Set the entries below down again, please. Match them exactly.

[ENTRIES SUPPLIED Boundary: Start]

PR #1275, opened 2026-07-30
fix(invoicing): recompute invoice Due Date on Issue Date / Payment Term edit

sidgaikwad:
## Problem

Editing a sales or purchase invoice's **Issue Date** never updated its **Due Date**, and switching the **Payment Term** didn't either. In both `sales-invoice+/update.tsx` and `purchase-invoice+/update.tsx`, the `dateIssued` handler looked up the payment term with the new *value* as the term id:

```ts
.from("paymentTerm").select("*").eq("id", value as string)  // value is the date string
```

That lookup always missed, so the recompute branch was skipped and the handler silently saved only the date (request still returns 200). `paymentTermId` changes fell straight through to the generic `[field]: value` update with no recompute at all.

Because **Due Date drives AR/AP aging and payment follow-ups**, invoices kept a stale due date after any Issue Date or Payment Term edit — potentially weeks off — with no visible error.

## video

https://github.com/user-attachments/assets/105a5182-fa6f-460b-979d-71b2b033d915

## Fix

- **Date Issued edit**: read the invoice's *current* `paymentTermId`, look up that term, and set `dateDue = dateIssued + daysDue`.
- **Payment Term edit**: new dedicated case — the value here *is* a real payment term id; read the invoice's *current* `dateIssued` and recompute `dateDue`.
- Both fall back to a plain field update when the invoice has no payment term / no issue date, or when the value is cleared.
- Removed `paymentTermId` from the generic fall-through group so the new case handles it.

Applied identically to both the sales-invoice and purchase-invoice handlers.

## Repro (before → after)

1. Open any invoice with a Net-30 term.
2. In the right Properties panel, change **Date Issued** (or the **Payment Term**).
3. **Before:** Due Date doesn't move. **After:** Due Date recomputes to issue date + term days.

## Verification

- `pnpm exec turbo run typecheck --filter=erp` — passes.
- Biome + lingui pre-commit gates green (no missing translations).

## New Features
* Invoice due dates now automatically recalculate when the issue date or payment terms change.
* Due-date calculations support net terms, month-end terms, and specific days of the month for purchase and sales invoices.

## Bug Fixes
* Invoice date fields now reliably reflect the latest saved values.
* Updates are restricted to the correct company’s invoices.
* Invalid or incomplete date and payment-term information is handled safely without producing incorrect due dates.


barbinbrad:
This looks good, but we have other types of payment terms besides Net. 

For instance there End of Month + and Day of Month

Screenshot 2026-07-31 at 9 28 41 PM

I think we should handle those here too.

barbinbrad (changes requested):
Please handle end of month and day of month calculations too.

sidgaikwad:
done with the requested changes

barbinbrad (approved):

[ENTRIES SUPPLIED Boundary: End]

> TASK SOLUTION:
PR #1275, opened 2026-07-30
fix(invoicing): recompute invoice Due Date on Issue Date / Payment Term edit

sidgaikwad:
## Problem

Editing a sales or purchase invoice's **Issue Date** never updated its **Due Date**, and switching the **Payment Term** didn't either. In both `sales-invoice+/update.tsx` and `purchase-invoice+/update.tsx`, the `dateIssued` handler looked up the payment term with the new *value* as the term id:

```ts
.from("paymentTerm").select("*").eq("id", value as string)  // value is the date string
```

That lookup always missed, so the recompute branch was skipped and the handler silently saved only the date (request still returns 200). `paymentTermId` changes fell straight through to the generic `[field]: value` update with no recompute at all.

Because **Due Date drives AR/AP aging and payment follow-ups**, invoices kept a stale due date after any Issue Date or Payment Term edit — potentially weeks off — with no visible error.

## video

https://github.com/user-attachments/assets/105a5182-fa6f-460b-979d-71b2b033d915

## Fix

- **Date Issued edit**: read the invoice's *current* `paymentTermId`, look up that term, and set `dateDue = dateIssued + daysDue`.
- **Payment Term edit**: new dedicated case — the value here *is* a real payment term id; read the invoice's *current* `dateIssued` and recompute `dateDue`.
- Both fall back to a plain field update when the invoice has no payment term / no issue date, or when the value is cleared.
- Removed `paymentTermId` from the generic fall-through group so the new case handles it.

Applied identically to both the sales-invoice and purchase-invoice handlers.

## Repro (before → after)

1. Open any invoice with a Net-30 term.
2. In the right Properties panel, change **Date Issued** (or the **Payment Term**).
3. **Before:** Due Date doesn't move. **After:** Due Date recomputes to issue date + term days.

## Verification

- `pnpm exec turbo run typecheck --filter=erp` — passes.
- Biome + lingui pre-commit gates green (no missing translations).

## New Features
* Invoice due dates now automatically recalculate when the issue date or payment terms change.
* Due-date calculations support net terms, month-end terms, and specific days of the month for purchase and sales invoices.

## Bug Fixes
* Invoice date fields now reliably reflect the latest saved values.
* Updates are restricted to the correct company’s invoices.
* Invalid or incomplete date and payment-term information is handled safely without producing incorrect due dates.


barbinbrad:
This looks good, but we have other types of payment terms besides Net. 

For instance there End of Month + and Day of Month

Screenshot 2026-07-31 at 9 28 41 PM

I think we should handle those here too.

barbinbrad (changes requested):
Please handle end of month and day of month calculations too.

sidgaikwad:
done with the requested changes

barbinbrad (approved):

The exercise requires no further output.